7 thoughts on “Drawing Obsession: Death

  1. my son was 6 when my dad was killed in a car accident last year. we had never talked about death before except to reference my grandparents. callum understood what death meant–gone and never coming back–but asked TONS of questions i wasn’t ready for, like what happens during cremation, why people believe in heaven or god, what it feels like to die, etc. the understanding that someone can die at any time, in any way, was the most difficult to help him through. we read badger’s parting gifts and chester raccoon and the acorn full of memories, more to focus on how to remember someone than how to understand death.

  2. This comes up every once in a while with us, too. This spring/summer a neighbor’s dog died and another set of neighbors’ grandmother/mother.

    I will admit I’ve taken the “just answer the question that is asked approach” (my daughter is three). And my answer to what happens is: “no one really knows”. This satisfies her because I think she’s generally more worried about it happening to her, than what happens afterwards. When she does come out with, “I don’t want to die” I say that everything alive has to die, but not right now, and then discuss all the things that will happen before she dies (hopefully), e.g. going to Kindergarten, then first grade, middle school, high school, etc… Once she realizes the time scale involved (i.e. longer than the next few days) she generally changes the subject.
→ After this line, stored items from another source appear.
PR #2360, opened 2016-03-12
Fix phpdoc for _add_extra_api_post_type_arguments()

BE-Webdesign:
Fixes phpdoc for _add_extra_api_post_type_arguments().

Currently Reads: `@global array $wp_taxonomies Registered taxonomies.`
Should Read: `@global array $wp_post_types Registered post types.`


rachelbaker:
Merged #2360

PR #2361, opened 2016-03-12
Fix #2194 validate array type 

### LINKED ISSUE #2194: rest_validate_request_arg() should validate `type=array`

BE-Webdesign:
Fixes #2194.  However, there may be a better implementation but I believe this is a quick solution and works for csv lists as well, as long as they are sanitized via wp_parse_id_list() or another function which returns sanitized arrays.   Originally had a more complex system allowing for an array format to be specified like 'format' => 'id_list', but it quickly descended into madness.


danielbachhuber:
@BE-Webdesign Can you merge master, and add a couple test cases for invalid param specified on a request?

BE-Webdesign:
@danielbachhuber Yes, what do you mean by merge master?

danielbachhuber:
> Yes, what do you mean by merge master?

Sorry, I meant merge the "develop" branch to remove the failing test.

BE-Webdesign:
Yeah I can do that thank you for clarification :smiley:

BE-Webdesign:
PHP 7 failed not sure how to interpret that error message other than it wasn't my fault (maybe it is don't know).

As far as adding test coverage for invalid params, it is actually quite difficult to do this as wp_parse_id_list always returns a valid array, and I alluded to this in last week's Skype call.  So wp/v2/posts?include=ilovesteak will coerce that value into array( 0 );  As it runs absint() on everything.  To make matters worse array( 0 ), (which differs from array()) is necessary for a lot of functionality to work properly in WordPress especially around the parent properties because they accept 0 as a response to show all posts rather than posts allocated to an array of ids.  I can write tests for properties not using wp_parse_id_list but most of the array type arguments use it.  Thoughts would be appreciated.

rmccue:
PHP 7 error was a download error from svn, restarting build.

BE-Webdesign:
So as something else to mention I had an idea to do something like have array formats.  So a format id_list could be specified and then we could also handle csv lists of slugs as well. For format slug_list etc. or hybrid formats.  However this where things descended into madness quickly.  So thoughts would be good as well.

BE-Webdesign:
After reviewing my PR so far it is pretty far from complete.  There are some params with type array that need to be validated and sanitized to consistently return proper arrays.  For example the roles param has to be specified like roles[]=administrator or something to work properly.  I imagine roles=administrator is preferred with csv list support?

BE-Webdesign:
@danielbachhuber What is the desired functionality?  Because all of these sanitizing functions always return a valid array, any sort of invalid data passed in will never trigger an error it will just silently not do anything or return empty sets.  Do we want the ability to error if a bunch of nonsense is thrown into the array?  Also for schema should all of these be type => array( 'string', 'array' ) if they except csv/ssv id or slugs lists?

PR #2363, opened 2016-03-13
Remove infrastructure tests from the plugin

danielbachhuber:
These are all covered by `Tests_REST_API` in core


BE-Webdesign:
Do we want to keep em here for doc purposes or get them out to prep for core merge?

danielbachhuber:
> Do we want to keep em here for doc purposes or get them out to prep for core merge?

We've already removed most other infrastructure tests. These were missed. Infrastructure is the responsibility of WordPress core.

BE-Webdesign:
Sounds good then.

PR #2372, opened 2016-03-16
Fixes #386 roles param get users

### LINKED ISSUE #386: Add `roles` param for `GET /wp/v2/users`
I can get all users for a single role fairly easily, via the filter query parameter:
```
/wp-json/users?filter[role]=contributor
```
However, `filter[role]` doesn't seem to support the comma syntax that I can use in other commands:
```
// Doesn't work:
/wp-json/users?filter[role]=contributor,author
// I'd have expected it to work like this:
/wp-json/posts?filter[author]=17,4,164

```
Is there any way through the API to query for users of multiple roles? At present I'm having to do this by chaining batches of queries, and even with promises that request syntax is nasty. I'd much prefer to get them as a single collection.

Related #924

BE-Webdesign:
Fixes #386 roles param for get user.  Exposes role querying for GET
wp/v2/users endpoint.  This currently supports an OR relation the default
is AND but I thought using the OR operator would match up with what
seems to be how people would want to use it.  AND didn't seem to make
much sense.   if I am correct, out of the box WordPress doesn't support multiple roles
for a user?


BE-Webdesign:
Example request is authenticate as a user with list_users capability would look like this:

**For a list of authors and subscribers:**
GET wp/v2/users?roles=author,subscriber

**Only admins:**
GET wp/v2/users?roles=administrator

#review would be awesome!

tests/test-rest-users-controller.php
```diff
@@ -322,6 +323,45 @@ public function test_get_items_slug_query() {
...
+		$this->assertErrorResponse( 'rest_user_cannot_view', $response, 403 );
+	}
+
+	public function test_get_items_invalid_roles() {
+		wp_set_current_user( $this->user );
+		$lolz = $this->factory->user->create( array( 'display_name' => 'lolz' ) );
+		$request = new WP_REST_Request( 'GET', '/wp/v2/users' );
+		$request->set_param( 'roles', 'ilovesteak' );
+		$response = $this->server->dispatch( $request );
+		$this->assertErrorResponse( 'rest_invalid_param', $response, 400 );
```
danielbachhuber: Can we add a test that the invalid param is the one we inspected?

tests/test-rest-users-controller.php
```diff
@@ -322,6 +323,45 @@ public function test_get_items_slug_query() {
...
+		$request->set_param( 'roles', '' );
+		$response = $this->server->dispatch( $request );
+		$this->assertErrorResponse( 'rest_invalid_param', $response, 400 );
```
danielbachhuber: Why is this still returning an error if `roles` is empty?

lib/endpoints/class-wp-rest-users-controller.php
```diff
@@ -841,6 +858,51 @@ public function get_collection_params() {
...
 		return $query_params;
 	}
+
+	/**
+	 * Return a sanitized array of user roles.
+	 *
+	 * @param  mixed $roles Either an array of roles or an array
+	 * @return array $roles Sanitized user roles.
+	 */
+	public function rest_sanitize_user_roles( $roles ) {
```
danielbachhuber: Instead of introducing a method on this class, I want to create a `wp_parse_slug_list` to handle parsing a list of slugs. See https://core.trac.wordpress.org/ticket/35582 for the patch.

We can include our copy of the function in `core-integration.php`

lib/endpoints/class-wp-rest-users-controller.php
```diff
@@ -841,6 +858,51 @@ public function get_collection_params() {
...
+
+	/**
+	 * Get the query params for collections
+	 *
+	 * @global $wp_roles Used by get_editable_roles.
+	 *
+	 * @param  array $roles User roles.
+	 * @return boolean|WP_Error
+	 */
+	public function rest_validate_user_roles( $roles ) {
```
danielbachhuber: Does the permissions check happen before or after this validation does?

I think we might want to skip validation entirely, as we don't validate any other query params in this way at the moment.

danielbachhuber:
> #review would be awesome!

Few things to clean up

lib/endpoints/class-wp-rest-users-controller.php
BE-Webdesign: Permissions happens after as it does with every other request. I was just trying to keep things consistent.  Is that something that should be addressed in the infrastructure?  It would make more sense to me to check permissions for a request before anything is done, but I am also not an expert on that sort of stuff and if the current flow is better should I just chop the sanitization and validation out?.

lib/endpoints/class-wp-rest-users-controller.php
BE-Webdesign: Okay, sounds good.  I realized some problems with the sanitize and validate functions anyways.

tests/test-rest-users-controller.php
BE-Webdesign: If the param is specified as empty like wp/v2/users?roles= should is just go through with the request as though nothing is specified?  It's an easy fix just wasn't sure what would be appropriate.  If you had a client that was assigning something and it continually assigned empty values it might be hard to trace what was happening if you kept getting a response as though roles was never implied to be set.  If you need me to clarify my thoughts on that let me know but for now I will just remove the empty check and place it around where roles is assigned to prepared args.

tests/test-rest-users-controller.php
BE-Webdesign: Ya, sounds like a good idea.

tests/test-rest-users-controller.php
BE-Webdesign: For now, I will make an empty roles param pass silently and do nothing but if any of the nonsense above makes sense and validating against empty makes sense let me know.

lib/endpoints/class-wp-rest-users-controller.php
```diff
@@ -76,6 +77,21 @@ public function register_routes() {
...
 	/**
+	 * Permissions check for getting all users.
+	 *
+	 * @param WP_REST_Request $request Full details about the request.
+	 * @return WP_Error|boolean
+	 */
+	public function get_items_permissions_check( $request ) {
+		// Check if roles is specified in GET request and if user can list users.
+		if ( ! empty( $request['roles'] ) && ! current_user_can( 'list_users' ) ) {
+			return new WP_Error( 'rest_user_cannot_view', __( 'Sorry, you cannot filter by role.' ), array( 'status' => rest_authorization_required_code() ) );
```
danielbachhuber, line 82: Is `rest_user_cannot_view` the right error code?

tests/test-rest-users-controller.php
```diff
@@ -322,6 +323,44 @@ public function test_get_items_slug_query() {
...
+	}
+
+	public function test_get_items_invalid_roles() {
+		wp_set_current_user( $this->user );
+		$lolz = $this->factory->user->create( array( 'display_name' => 'lolz', 'role' => 'author' ) );
+		$request = new WP_REST_Request( 'GET', '/wp/v2/users' );
+		$request->set_param( 'roles', 'ilovesteak,author' );
+		$response = $this->server->dispatch( $request );
+		$data = $response->get_data();
+		$this->assertEquals( 1, count( $data ) );
```
danielbachhuber, line 360: Do taxonomy queries return the full set when a term doesn't exist, or an empty set?

BE-Webdesign, line 360: If you are referring to role as a taxonomy for users (When I hear the term taxonomy I think of post taxonomies, so just want to double check.) then I am pretty sure it returns an empty set but would have to double check and will add a test.  What is the desired functionality because it can go either way?

lib/endpoints/class-wp-rest-users-controller.php
BE-Webdesign, line 82: I don't know haha, I copied it from some of the other permission checks on get requests. For example, if someone put in context=edit they would get this error code if unauthenticated/unauthorized.

tests/test-rest-users-controller.php
danielbachhuber, line 360: > If you are referring to role as a taxonomy for users (When I hear the term taxonomy I think of post taxonomies, so just want to double check.)

I'm referring to post taxonomies. When you `GET /wp-json/wp/v2/posts?categories=999`, you'll get an empty array, not all of the posts. 

> What is the desired functionality because it can go either way?

If the role doesn't exist, I think I'd expect I'd get an empty set, given we don't error if the role doesn't exist.

BE-Webdesign, line 360: > I'm referring to post taxonomies. When you GET /wp-json/wp/v2/posts?categories=999, you'll get an empty array, not all of the posts.

I am not following at all then how does tax_query and roles intertwine? Or are you asking to match that functionality?

> If the role doesn't exist, I think I'd expect I'd get an empty set, given we don't error if the role doesn't exist.

Should we make it error on role not existing?  It does on update and create requests but wasn't sure if it should be applicable on just retrieving (empty set seems to make sense)?

danielbachhuber, line 360: > I am not following at all then how does tax_query and roles intertwine? Or are you asking to match that functionality?

I'm asking for this feature to match the behavior of the existing feature.

> Should we make it error on role not existing? It does on update and create requests but wasn't sure if it should be applicable on just retrieving (empty set seems to make sense)?

Providing an invalid role should return an empty set on `GET` requests, not return an error.

BE-Webdesign, line 360: > Providing an invalid role should return an empty set on GET requests, not return an error.

This is what it does and I added a test for it yesterday for returning empty sets.

danielbachhuber, line 360: > This is what it does and I added a test for it yesterday for returning empty sets.

Oh, I see. Sorry, I misread this test we're commenting on (`test_get_items_invalid_roles`)

BE-Webdesign:
@danielbachhuber Is this ready to go or what else needs to be done?

danielbachhuber:
> Is this ready to go or what else needs to be done?

Waiting for the final build to pass.

BE-Webdesign:
@danielbachhuber Awesome! Thanks for the feedback, @WP-API/amigos are the best! :smiley:

danielbachhuber:
:blush:

technotip:
I'm not able to fetch users based on their roles :-(
Does that require authentication?

I just want to fetch contributors list and display it on my homepage, well without using any kind of authentication - my case.

danielbachhuber:
> I'm not able to fetch users based on their roles :-(
> Does that require authentication?

Yes, it does require authentication.

> I just want to fetch contributors list and display it on my homepage, well without using any kind of authentication - my case.

You'll need to write a bit of custom code for this.

technotip:
> You'll need to write a bit of custom code for this.

Could you please help me do that? I'm not an expert in php :-(

BE-Webdesign:
@technotip http://v2.wp-api.org/guide/problems/ This has good information on how to authenticate with the API.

    However, she is familiar with mummies (thanks to Elmo Hide-n-Seek around the world book) and skeletons (Halloween/middle school cousins) and that they happen after death, but she hasn’t quite sussed out the order of things yet. So randomly comes out with comments like “We become skeletons after we die” and my personal favorite, after the death of the mother of our next door neighbor, “Is [neighbor’s] mommy a mummy?”

    She’s cool with us keeping it calm. Which likely mirrors most of my own attitudes about death.

    What I have dodged so far and haven’t figured out is how to deal with different religious beliefs. Our greater family ranges from regular church-going to extreme believers-are-stupid atheists with various Catholic, UCC and Jewish middles.

  3. My dad died last year when my son was about 2. We’ve been fielding more questions lately and the book I’ve liked the best is an out-of-print book called A Story for Hippo. It’s about a monkey & hippo who are best friends. Hippo dies and monkey remembers Hippo by sharing stories about Hippo. Not religious at all, which was important to us. The other book that was good, albeit too mature for my son, was Leo Buscalia’s Freddy the Leaf. That book is more about life cycles.

  4. We read the Bernstein Bear book “Loose a Friend” where Goldie, Sister’s pet fish, dies. My daughter really understood Sister’s hurt feelings and sadness. I highly recommend it for a pet dying (probably not appropriate for a human because Golide get’s replaced with Golide 2).

  5. We lost my father when my son was almost 2, so death comes up every once in a while with both of my kids. I’ve always loved Betty White’s mother’s perspective on death. It’s honest, yet embraces wonder:

    My mother had the most wonderful outlook on death. She would always say, ‘Nobody knows. People think they do, you can believe whatever you want to believe what happens at that last moment, but nobody ever knows until it happens.’ But, she said, it’s a secret. So, all growing up, whenever we’d lose somebody, she’d always say, ‘Now, they know the secret.’”

  6. Thanks for sharing this moment with your daughter. I’ve really liked the book Lifetimes (http://www.amazon.com/Lifetimes-Beautiful-Explain-Death-Children/dp/0553344021).

    We had a cat that died when my daughter was 2, and we left its body in the woods and visited it week after week to watch it decompose. Might sound kind of morbid, but it made death “normal”, just part of what happens. We go for walks in the woods and look for bones, and imagine what kind of animal they might have come from.

    1. Thanks for sharing this, Kate. Reminds me of how into bones I was as a kid. I guess I still am. My favorite part of art school was studying anatomy. Anyway. Really cool to be teaching your daughter about a whole new world of stuff, while dealing with heavy questions.